WHAT IS NEEDED: In the material below, find the line containing "PR #150, opened 2023-09-03" and the line containing "This PR focuses", then reproduce exactly both of them and every line between, and nothing else.

Top of DATA TO PROCESS

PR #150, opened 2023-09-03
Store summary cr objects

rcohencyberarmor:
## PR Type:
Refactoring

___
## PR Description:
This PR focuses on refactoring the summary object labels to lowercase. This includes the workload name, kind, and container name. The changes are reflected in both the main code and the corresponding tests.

Bottom of DATA TO PROCESS
Top of DATA TO PROCESS

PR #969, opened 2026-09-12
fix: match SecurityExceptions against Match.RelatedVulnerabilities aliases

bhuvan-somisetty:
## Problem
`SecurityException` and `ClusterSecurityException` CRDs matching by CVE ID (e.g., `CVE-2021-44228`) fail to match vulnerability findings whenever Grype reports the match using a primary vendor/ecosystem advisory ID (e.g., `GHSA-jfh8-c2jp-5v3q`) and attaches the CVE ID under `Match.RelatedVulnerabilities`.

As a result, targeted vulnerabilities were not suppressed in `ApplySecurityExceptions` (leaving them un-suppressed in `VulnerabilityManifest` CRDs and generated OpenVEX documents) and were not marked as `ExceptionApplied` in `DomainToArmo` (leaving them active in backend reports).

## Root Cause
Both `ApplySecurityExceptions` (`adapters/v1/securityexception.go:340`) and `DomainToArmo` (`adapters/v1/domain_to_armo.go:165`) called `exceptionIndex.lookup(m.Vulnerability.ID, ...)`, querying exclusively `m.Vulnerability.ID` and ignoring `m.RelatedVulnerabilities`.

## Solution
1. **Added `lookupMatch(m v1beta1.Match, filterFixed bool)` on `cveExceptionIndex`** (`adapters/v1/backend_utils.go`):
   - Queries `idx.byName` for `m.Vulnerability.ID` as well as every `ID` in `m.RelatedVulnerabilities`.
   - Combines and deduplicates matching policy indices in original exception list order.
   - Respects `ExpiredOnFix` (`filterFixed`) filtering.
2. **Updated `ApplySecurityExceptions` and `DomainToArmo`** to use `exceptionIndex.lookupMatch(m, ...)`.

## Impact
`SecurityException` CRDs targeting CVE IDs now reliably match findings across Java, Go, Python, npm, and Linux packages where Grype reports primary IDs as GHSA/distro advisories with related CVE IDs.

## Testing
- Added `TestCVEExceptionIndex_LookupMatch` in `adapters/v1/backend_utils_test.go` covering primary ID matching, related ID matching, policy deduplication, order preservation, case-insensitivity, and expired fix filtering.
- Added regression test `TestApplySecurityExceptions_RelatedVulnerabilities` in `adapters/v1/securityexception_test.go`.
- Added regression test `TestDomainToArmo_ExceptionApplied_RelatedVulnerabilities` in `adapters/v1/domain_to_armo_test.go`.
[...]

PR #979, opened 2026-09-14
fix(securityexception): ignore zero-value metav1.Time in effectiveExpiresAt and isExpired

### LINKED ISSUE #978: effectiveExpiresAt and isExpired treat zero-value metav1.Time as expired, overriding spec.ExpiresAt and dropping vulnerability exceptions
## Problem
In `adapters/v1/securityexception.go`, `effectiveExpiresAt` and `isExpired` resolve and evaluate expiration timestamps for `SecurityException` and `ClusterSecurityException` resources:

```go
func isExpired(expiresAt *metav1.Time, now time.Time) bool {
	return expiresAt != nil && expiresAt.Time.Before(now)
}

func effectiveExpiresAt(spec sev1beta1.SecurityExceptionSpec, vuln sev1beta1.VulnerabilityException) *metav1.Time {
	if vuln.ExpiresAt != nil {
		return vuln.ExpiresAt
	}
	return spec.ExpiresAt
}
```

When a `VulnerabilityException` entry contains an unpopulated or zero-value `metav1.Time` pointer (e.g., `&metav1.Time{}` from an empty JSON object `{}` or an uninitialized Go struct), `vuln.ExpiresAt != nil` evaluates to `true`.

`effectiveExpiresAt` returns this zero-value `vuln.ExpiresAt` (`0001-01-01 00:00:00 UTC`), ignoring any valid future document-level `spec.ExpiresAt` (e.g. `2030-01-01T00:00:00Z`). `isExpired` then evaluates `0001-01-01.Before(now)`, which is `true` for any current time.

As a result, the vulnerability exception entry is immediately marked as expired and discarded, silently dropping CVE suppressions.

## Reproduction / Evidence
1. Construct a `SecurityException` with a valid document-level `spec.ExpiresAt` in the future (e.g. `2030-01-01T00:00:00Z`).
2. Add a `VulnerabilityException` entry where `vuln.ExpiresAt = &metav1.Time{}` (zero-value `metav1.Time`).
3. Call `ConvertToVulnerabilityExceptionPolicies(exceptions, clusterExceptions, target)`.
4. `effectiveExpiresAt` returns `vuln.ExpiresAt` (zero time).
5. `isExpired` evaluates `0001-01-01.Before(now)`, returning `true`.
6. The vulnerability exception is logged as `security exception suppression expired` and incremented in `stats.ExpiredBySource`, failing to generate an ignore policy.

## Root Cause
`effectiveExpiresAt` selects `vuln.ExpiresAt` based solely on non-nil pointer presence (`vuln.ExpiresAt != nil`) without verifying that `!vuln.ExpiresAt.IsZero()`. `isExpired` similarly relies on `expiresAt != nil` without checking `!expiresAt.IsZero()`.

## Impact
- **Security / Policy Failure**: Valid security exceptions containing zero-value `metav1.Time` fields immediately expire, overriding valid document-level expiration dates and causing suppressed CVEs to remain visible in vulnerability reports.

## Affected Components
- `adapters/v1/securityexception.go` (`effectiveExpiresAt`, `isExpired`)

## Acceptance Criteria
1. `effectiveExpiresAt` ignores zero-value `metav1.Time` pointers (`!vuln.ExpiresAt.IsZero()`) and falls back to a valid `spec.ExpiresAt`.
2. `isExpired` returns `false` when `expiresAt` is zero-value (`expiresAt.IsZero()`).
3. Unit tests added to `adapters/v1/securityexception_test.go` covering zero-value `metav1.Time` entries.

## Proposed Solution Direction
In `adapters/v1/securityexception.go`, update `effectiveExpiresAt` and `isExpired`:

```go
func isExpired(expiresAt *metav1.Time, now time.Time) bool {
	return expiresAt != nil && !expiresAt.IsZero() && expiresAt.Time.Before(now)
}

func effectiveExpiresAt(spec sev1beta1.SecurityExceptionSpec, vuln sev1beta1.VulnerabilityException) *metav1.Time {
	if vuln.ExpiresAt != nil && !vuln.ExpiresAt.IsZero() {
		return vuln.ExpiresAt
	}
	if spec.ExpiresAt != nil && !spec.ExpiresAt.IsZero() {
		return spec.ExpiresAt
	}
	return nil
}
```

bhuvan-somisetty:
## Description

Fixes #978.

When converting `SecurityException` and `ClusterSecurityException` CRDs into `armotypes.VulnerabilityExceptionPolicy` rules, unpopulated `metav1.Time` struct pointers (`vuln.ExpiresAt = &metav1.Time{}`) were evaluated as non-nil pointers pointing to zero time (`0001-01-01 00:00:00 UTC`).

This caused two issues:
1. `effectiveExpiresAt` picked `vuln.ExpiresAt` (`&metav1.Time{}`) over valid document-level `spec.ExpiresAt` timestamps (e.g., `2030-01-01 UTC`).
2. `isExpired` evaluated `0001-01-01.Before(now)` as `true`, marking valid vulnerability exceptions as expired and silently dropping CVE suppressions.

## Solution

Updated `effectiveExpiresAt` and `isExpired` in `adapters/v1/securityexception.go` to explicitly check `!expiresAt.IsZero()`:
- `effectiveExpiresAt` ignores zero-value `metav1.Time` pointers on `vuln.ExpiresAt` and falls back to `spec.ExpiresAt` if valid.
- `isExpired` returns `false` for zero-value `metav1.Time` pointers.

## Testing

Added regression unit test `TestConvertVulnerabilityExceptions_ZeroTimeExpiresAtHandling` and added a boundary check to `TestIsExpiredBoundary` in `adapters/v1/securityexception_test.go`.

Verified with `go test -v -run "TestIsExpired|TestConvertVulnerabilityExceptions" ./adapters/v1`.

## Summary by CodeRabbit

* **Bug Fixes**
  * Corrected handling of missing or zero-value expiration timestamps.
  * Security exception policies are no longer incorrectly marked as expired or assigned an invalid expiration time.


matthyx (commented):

Bottom of DATA TO PROCESS

ANSWER SPACE:
PR #150, opened 2023-09-03
Store summary cr objects

rcohencyberarmor:
## PR Type:
Refactoring

___
## PR Description:
This PR focuses on refactoring the summary object labels to lowercase. This includes the workload name, kind, and container name. The changes are reflected in both the main code and the corresponding tests.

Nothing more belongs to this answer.